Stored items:
----

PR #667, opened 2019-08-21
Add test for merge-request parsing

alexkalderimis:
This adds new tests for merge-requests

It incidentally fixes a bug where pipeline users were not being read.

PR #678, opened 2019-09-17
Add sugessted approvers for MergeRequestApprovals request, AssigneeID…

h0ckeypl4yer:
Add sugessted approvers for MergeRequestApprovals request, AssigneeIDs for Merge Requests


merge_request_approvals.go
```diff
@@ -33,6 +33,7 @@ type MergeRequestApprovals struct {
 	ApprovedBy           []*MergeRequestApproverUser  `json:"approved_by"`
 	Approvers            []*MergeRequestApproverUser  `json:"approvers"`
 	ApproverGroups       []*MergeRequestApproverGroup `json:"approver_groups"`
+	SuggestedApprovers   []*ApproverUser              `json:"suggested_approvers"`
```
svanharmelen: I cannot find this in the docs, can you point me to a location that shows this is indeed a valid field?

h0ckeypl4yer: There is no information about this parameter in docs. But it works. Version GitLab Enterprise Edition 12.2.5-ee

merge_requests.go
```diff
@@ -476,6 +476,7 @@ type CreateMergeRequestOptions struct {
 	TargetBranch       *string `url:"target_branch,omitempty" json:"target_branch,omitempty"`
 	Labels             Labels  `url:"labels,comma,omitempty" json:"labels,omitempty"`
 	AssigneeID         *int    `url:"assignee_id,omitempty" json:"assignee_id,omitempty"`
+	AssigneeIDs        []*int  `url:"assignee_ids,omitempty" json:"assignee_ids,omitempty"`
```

----

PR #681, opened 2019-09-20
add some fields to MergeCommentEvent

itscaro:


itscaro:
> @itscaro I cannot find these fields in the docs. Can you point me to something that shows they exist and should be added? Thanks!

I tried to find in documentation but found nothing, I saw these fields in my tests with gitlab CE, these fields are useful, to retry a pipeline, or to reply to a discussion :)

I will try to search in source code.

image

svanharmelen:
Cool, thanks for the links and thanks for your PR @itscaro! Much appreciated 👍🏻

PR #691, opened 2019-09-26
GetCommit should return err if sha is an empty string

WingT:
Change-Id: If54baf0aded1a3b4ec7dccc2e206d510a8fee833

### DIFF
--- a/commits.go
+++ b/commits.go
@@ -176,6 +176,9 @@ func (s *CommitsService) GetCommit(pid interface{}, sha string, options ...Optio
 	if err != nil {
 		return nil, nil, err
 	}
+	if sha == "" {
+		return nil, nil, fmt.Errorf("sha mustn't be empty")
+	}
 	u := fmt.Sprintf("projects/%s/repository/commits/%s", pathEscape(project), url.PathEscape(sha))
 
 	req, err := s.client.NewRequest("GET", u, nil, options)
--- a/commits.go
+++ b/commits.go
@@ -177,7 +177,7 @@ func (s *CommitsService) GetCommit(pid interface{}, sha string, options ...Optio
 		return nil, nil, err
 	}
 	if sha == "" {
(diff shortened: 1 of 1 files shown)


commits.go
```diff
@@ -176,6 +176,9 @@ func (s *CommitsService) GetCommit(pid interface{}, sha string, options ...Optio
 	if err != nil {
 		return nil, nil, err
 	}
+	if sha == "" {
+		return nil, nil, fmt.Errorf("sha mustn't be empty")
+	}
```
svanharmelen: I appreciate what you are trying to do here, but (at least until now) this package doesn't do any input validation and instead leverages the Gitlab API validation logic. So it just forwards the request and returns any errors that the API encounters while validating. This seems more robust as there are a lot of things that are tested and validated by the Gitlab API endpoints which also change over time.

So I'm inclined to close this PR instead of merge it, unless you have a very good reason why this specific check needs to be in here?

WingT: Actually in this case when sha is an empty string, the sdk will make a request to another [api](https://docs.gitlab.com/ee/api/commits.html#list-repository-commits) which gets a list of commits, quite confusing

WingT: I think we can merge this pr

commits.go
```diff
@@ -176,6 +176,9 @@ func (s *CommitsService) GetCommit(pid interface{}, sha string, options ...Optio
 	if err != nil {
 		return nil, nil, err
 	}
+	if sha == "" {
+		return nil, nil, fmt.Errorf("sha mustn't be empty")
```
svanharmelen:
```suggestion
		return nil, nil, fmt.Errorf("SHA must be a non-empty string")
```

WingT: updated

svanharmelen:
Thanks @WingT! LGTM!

----

WHAT YOU ARE ASKED TO DO
Within the records above, count the lines that contain "MergeRequestApprovals" and give the number with nothing added.

ANSWER TO THE PROBLEM
3